━━━ Data in this exercise

PR #554, opened 2023-10-17
Fix `tx_signatures` ordering for splices

t-bast:
We were incorrectly splitting the shared input amount based on each peer's balance, but for the signing order the peer that adds the shared input takes credit for the whole amount of that input.


t-bast:
We can merge this PR now, our node contains the fix and a work-around to follow both the old and new way of choosing the signature order :+1:

pm47 (approved):

PR #556, opened 2023-10-23
Apply 0-reserve to both peers

### LINKED ISSUE #552: Restore channel reserve computation when receiving `update_fee`
See https://github.com/ACINQ/lightning-kmp/pull/551

t-bast:
We previously only applied 0-reserve to the non-initiator when the feature bit was active. We should apply it to both sides of the channel.

This reduces the liquidity requirements on the initiator side, and allows receiving more funds over lightning before requiring a splice to get more inbound liquidity.

This doesn't create any backwards-compatibility issue on the `lightning-kmp` side, because if we release with that change, we simply allow our peer to dip into their reserve, which they may or may not do (so we can merge this PR whenever we want). On the eclair side, we can "activate" this when the Phoenix node also supports `quiescence`, which implicitly means that it contains this change. In the longer term, we can clean-up those requirements as being simply dependent on the 0-reserve feature bit.

Fixes #552

### DIFF
--- a/src/commonMain/kotlin/fr/acinq/lightning/channel/Commitments.kt
+++ b/src/commonMain/kotlin/fr/acinq/lightning/channel/Commitments.kt
@@ -146,12 +146,12 @@ data class Commitment(
     val fundingAmount: Satoshi = commitInput.txOut.amount
 
     fun localChannelReserve(params: ChannelParams): Satoshi = when {
-        params.channelFeatures.hasFeature(Feature.ZeroReserveChannels) && !params.localParams.isInitiator -> 0.sat
+        params.channelFeatures.hasFeature(Feature.ZeroReserveChannels) -> 0.sat
         else -> (fundingAmount / 100).max(params.remoteParams.dustLimit)
     }
 
     fun remoteChannelReserve(params: ChannelParams): Satoshi = when {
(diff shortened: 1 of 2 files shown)


src/commonMain/kotlin/fr/acinq/lightning/channel/Commitments.kt
```diff
@@ -515,11 +508,11 @@ data class FullCommitment(
     val fundingTxId: ByteVector32 = commitInput.outPoint.txid
     val fundingAmount = commitInput.txOut.amount
     val localChannelReserve = when {
-        params.channelFeatures.hasFeature(Feature.ZeroReserveChannels) && !params.localParams.isInitiator -> 0.sat
+        params.channelFeatures.hasFeature(Feature.ZeroReserveChannels) -> 0.sat
```
pm47, line 511: The duplication between `Commitments` and `FullCommitments` shows that there is some cleanup to do

pm47 (approved):

src/commonMain/kotlin/fr/acinq/lightning/channel/Commitments.kt
t-bast: True, but I'm not sure how it could be cleaned up though, so I'm leaving it as-is for now.

PR #559, opened 2023-11-20
Don't double-spend unspendable inputs

t-bast:
When filtering inputs that can be used for swaps, we filter out all the inputs that are already used in pending funding transactions. However, we ignored previously confirmed funding transactions, assuming that our electrum server would have already filtered them from our wallet state.

Unfortunately, we cannot assume that our electrum server is up-to-date (especially if we connect to a different one after a restart) and behaving correctly, so we must also exclude inputs use in the latest confirmed funding transaction.

### DIFF
--- a/src/commonMain/kotlin/fr/acinq/lightning/blockchain/electrum/SwapInManager.kt
+++ b/src/commonMain/kotlin/fr/acinq/lightning/blockchain/electrum/SwapInManager.kt
@@ -57,31 +57,34 @@ class SwapInManager(private var reservedUtxos: Set<OutPoint>, private val logger
 
     companion object {
         /**
-         * Return the list of wallet inputs used in pending unconfirmed channel funding attempts.
+         * Return the list of wallet inputs already used in channel funding attempts.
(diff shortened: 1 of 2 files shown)


pm47 (commented):
LGTM, but why did you remove the factorization on `fundingTx.tx.localInputs.map { it.outPoint }`?

t-bast:
Because this isn't using the same type anymore, we cannot factor `ConfirmedFundingTx` which only has a `Transaction`, not a `SharedTransaction`.

pm47 (approved):
> Because this isn't using the same type anymore, we cannot factor ConfirmedFundingTx which only has a Transaction, not a SharedTransaction.

You could stil factor on `Transaction`, but I suppose you didn't want to call `sharedTx.tx.buildUnsignedTx()`? Anyway that'd fine.

t-bast:
> You could stil factor on Transaction, but I suppose you didn't want to call sharedTx.tx.buildUnsignedTx()?

Exactly, we'd be losing information if we did that, and would be including remote inputs as well.
When we only have a `Transaction` we can't avoid it, but when we can, I think we should, it's more correct that way.

PR #560, opened 2023-11-23
Improve swap-in protocol with taproot and musig2

sstone:
This PR implements an evolution of our p2swh-based swap-in that uses Musig2 and taproot for better privacy and lower on-chain fees.

Our swap-in protocol becomes `user key + server key OR user refund key + delay`, and is implemented with taproot which provides a clean separation between the mutual use case (handled by the internal key, which is a Musig2 aggregation of the user's and server's key) and the refund case (handled by a taproot script with a single leaf: the refund script).

Musig2 requires both parties to generate secret nonces and exchange public nonces before they can compute partial Musig2 signatures, which can then be combined into a single Schnorr signature:

- A new optional TLV is added to `TxComplete`, which includes public nonces for all swap-in inputs
- A new optional TLV is added to `TxSignatures`, which includes partial Musig2 signatures for all swap-in inputs

Nonces are never persisted and their lifecycle is tied to the interactive tx session lifecycle: while the session is alive, it remembers nonces that it sent before i.e if `TxComplete` is sent several times, nonces for the same input id will be re-used. I believe that it is safe since they will be used only once for signing.

A specific user refund key is used in the refund script: this allows us to easily rotate swap-in addresses (each time we change th user refund key) and generate a single taproot descriptor that will allow bitcoin core to find and spend (after the refund delay) all swap-in transactions for a given user (i.e for a given phoenix wallet). 

This is a first step towards fixing https://github.com/ACINQ/phoenix/issues/403: this new scheme makes swap-in address rotation easy to implement but this is out of the scope of this PR.

Swap-in addresses are now regular `p2tr` addresses, and swap-in transactions become indistinguishable from other `p2tr` transactions.
And since spending swap-in inputs requires a single 64 bytes Schnorr transaction (instead of 2 73 bytes DER transaction + a 77 bytes redeem script), the weight of a swap-in input is reduced by 40% for cheaper on-chain fees.


sstone:
superseded by https://github.com/ACINQ/lightning-kmp/pull/563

━━━━━━

The task: Count the lines in the records above that contain the word "stil", and give only the number.

Your solution: 2